▶ Material provided:

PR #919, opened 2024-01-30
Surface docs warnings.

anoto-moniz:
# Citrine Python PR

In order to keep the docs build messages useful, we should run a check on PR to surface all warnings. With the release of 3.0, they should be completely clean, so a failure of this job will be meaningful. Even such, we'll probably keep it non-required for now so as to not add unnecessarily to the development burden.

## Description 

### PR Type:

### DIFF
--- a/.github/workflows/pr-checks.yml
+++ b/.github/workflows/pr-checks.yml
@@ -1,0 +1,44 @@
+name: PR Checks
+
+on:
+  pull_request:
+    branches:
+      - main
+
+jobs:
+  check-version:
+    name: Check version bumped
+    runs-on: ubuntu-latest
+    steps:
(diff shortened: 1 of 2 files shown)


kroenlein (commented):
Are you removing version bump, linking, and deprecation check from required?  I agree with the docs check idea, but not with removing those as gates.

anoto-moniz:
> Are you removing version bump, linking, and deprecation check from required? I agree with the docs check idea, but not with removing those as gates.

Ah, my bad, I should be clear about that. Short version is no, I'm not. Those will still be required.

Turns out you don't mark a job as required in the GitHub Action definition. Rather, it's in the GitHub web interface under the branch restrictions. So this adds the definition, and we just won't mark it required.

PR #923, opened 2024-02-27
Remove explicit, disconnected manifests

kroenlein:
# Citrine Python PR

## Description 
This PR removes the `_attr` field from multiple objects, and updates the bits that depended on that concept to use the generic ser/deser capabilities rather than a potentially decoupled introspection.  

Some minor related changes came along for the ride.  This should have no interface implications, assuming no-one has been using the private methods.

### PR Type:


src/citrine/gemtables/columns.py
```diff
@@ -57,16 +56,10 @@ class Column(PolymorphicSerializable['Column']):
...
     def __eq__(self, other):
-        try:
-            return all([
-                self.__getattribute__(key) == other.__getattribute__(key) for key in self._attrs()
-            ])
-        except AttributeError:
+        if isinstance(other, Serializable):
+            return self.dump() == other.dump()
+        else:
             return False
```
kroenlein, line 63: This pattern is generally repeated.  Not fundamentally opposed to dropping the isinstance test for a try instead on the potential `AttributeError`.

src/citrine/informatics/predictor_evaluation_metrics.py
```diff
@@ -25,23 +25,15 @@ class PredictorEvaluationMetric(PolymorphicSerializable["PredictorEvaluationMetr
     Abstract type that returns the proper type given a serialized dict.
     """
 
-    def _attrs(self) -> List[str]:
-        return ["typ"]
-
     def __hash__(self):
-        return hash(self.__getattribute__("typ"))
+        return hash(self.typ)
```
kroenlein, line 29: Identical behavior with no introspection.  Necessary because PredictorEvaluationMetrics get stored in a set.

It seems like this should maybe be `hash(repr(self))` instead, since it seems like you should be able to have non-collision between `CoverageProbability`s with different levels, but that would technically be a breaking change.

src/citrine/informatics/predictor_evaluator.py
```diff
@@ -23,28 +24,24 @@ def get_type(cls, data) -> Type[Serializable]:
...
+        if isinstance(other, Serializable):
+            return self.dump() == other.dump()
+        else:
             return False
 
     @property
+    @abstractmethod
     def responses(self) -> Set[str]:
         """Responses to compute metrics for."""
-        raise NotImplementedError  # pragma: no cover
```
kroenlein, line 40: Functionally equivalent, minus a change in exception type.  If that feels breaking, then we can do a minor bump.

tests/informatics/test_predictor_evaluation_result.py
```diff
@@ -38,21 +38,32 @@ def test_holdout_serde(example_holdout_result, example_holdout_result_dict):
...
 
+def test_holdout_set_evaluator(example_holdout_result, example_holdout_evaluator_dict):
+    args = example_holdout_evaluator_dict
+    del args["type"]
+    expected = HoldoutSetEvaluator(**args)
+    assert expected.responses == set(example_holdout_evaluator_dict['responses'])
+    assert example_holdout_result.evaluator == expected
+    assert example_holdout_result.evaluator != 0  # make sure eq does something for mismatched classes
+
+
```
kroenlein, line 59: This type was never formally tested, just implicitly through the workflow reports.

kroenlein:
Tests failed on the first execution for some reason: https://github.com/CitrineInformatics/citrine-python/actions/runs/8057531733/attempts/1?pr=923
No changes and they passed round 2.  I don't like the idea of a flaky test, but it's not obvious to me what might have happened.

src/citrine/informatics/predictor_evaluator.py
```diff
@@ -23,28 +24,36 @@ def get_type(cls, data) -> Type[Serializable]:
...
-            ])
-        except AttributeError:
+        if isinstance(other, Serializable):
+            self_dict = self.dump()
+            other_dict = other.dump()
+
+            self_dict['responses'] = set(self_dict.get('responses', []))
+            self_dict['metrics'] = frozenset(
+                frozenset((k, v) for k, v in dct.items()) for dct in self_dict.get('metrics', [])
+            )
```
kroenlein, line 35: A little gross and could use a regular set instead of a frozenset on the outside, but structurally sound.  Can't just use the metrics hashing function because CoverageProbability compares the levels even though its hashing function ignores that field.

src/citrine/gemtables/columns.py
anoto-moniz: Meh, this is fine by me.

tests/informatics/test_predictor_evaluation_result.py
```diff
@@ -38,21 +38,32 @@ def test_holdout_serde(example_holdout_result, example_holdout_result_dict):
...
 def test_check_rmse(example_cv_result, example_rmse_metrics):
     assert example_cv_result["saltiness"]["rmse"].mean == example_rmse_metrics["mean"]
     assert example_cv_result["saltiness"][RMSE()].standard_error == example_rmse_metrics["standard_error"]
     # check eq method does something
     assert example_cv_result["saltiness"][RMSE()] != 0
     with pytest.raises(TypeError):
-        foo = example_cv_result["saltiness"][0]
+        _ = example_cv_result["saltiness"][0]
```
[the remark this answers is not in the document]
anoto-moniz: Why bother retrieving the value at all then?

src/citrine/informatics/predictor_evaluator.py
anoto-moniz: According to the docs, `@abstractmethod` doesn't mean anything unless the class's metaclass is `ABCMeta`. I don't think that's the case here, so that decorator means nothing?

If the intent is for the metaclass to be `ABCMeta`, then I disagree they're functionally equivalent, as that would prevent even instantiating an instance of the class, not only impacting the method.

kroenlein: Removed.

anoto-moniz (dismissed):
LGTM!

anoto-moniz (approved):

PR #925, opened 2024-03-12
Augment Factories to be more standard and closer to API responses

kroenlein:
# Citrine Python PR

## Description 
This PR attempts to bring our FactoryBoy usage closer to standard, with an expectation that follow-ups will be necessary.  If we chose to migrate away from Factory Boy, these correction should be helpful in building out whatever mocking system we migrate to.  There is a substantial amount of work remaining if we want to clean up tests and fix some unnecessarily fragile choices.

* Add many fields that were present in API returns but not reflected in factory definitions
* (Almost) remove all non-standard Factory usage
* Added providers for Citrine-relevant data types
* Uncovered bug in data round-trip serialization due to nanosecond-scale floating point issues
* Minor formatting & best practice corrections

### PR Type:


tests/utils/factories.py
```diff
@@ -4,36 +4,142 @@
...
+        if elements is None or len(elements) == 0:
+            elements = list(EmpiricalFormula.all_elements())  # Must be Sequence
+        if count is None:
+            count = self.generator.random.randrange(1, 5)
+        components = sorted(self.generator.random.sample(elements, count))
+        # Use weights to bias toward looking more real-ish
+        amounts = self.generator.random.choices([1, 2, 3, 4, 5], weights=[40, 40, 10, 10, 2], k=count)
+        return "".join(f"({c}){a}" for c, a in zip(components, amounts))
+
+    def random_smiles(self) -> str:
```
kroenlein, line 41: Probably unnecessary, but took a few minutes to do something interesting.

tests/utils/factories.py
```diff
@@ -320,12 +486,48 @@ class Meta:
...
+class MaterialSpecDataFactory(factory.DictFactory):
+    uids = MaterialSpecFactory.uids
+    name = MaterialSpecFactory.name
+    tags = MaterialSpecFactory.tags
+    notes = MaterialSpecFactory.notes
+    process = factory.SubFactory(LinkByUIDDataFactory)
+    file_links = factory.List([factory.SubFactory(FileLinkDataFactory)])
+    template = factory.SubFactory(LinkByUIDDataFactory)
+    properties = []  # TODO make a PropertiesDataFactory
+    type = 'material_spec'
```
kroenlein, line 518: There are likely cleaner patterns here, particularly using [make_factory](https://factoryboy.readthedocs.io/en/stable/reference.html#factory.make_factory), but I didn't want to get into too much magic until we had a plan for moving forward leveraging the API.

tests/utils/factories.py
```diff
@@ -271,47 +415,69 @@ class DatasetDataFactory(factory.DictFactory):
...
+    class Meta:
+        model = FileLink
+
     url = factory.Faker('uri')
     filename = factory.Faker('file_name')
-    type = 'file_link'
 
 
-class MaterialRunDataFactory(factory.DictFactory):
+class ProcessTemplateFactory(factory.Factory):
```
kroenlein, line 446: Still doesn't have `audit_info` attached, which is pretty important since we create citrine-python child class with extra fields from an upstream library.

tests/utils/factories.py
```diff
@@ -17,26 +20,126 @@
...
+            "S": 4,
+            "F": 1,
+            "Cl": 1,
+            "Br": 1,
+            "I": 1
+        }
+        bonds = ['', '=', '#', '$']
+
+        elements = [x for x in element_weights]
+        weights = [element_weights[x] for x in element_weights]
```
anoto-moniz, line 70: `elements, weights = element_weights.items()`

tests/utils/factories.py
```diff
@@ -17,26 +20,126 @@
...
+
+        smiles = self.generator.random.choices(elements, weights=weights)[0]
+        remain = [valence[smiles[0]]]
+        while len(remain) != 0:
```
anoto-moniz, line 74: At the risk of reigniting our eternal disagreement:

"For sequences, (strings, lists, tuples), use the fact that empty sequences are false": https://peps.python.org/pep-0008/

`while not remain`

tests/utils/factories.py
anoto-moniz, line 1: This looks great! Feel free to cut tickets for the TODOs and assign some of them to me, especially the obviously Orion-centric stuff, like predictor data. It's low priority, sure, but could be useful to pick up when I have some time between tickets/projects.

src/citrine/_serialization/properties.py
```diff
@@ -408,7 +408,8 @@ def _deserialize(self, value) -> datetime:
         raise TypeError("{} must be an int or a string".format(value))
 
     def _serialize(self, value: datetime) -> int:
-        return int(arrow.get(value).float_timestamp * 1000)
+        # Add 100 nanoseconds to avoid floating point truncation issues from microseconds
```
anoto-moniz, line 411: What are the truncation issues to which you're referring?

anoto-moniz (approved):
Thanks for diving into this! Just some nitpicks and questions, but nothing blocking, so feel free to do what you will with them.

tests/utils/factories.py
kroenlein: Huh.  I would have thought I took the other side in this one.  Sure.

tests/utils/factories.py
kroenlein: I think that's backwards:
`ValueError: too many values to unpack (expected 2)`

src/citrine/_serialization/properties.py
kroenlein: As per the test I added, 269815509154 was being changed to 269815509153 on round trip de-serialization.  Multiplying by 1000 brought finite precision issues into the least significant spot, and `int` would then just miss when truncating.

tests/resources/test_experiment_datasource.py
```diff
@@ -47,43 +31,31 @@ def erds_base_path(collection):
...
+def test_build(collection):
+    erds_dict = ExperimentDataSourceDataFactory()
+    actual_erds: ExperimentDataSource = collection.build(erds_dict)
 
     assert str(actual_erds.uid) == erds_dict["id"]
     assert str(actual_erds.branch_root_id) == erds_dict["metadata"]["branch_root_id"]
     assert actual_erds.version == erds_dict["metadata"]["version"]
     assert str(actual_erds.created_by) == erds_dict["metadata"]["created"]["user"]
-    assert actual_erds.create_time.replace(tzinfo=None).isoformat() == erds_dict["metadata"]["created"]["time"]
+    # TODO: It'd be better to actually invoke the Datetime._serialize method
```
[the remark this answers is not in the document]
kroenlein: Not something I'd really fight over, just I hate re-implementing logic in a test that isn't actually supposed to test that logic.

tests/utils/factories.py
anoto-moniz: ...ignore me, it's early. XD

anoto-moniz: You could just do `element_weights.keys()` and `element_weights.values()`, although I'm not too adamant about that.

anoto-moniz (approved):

▶ Task description:
In which lines of the records does the word "linking" appear? Copy each of them.

▶ Answer space:
Are you removing version bump, linking, and deprecation check from required?  I agree with the docs check idea, but not with removing those as gates.
> Are you removing version bump, linking, and deprecation check from required? I agree with the docs check idea, but not with removing those as gates.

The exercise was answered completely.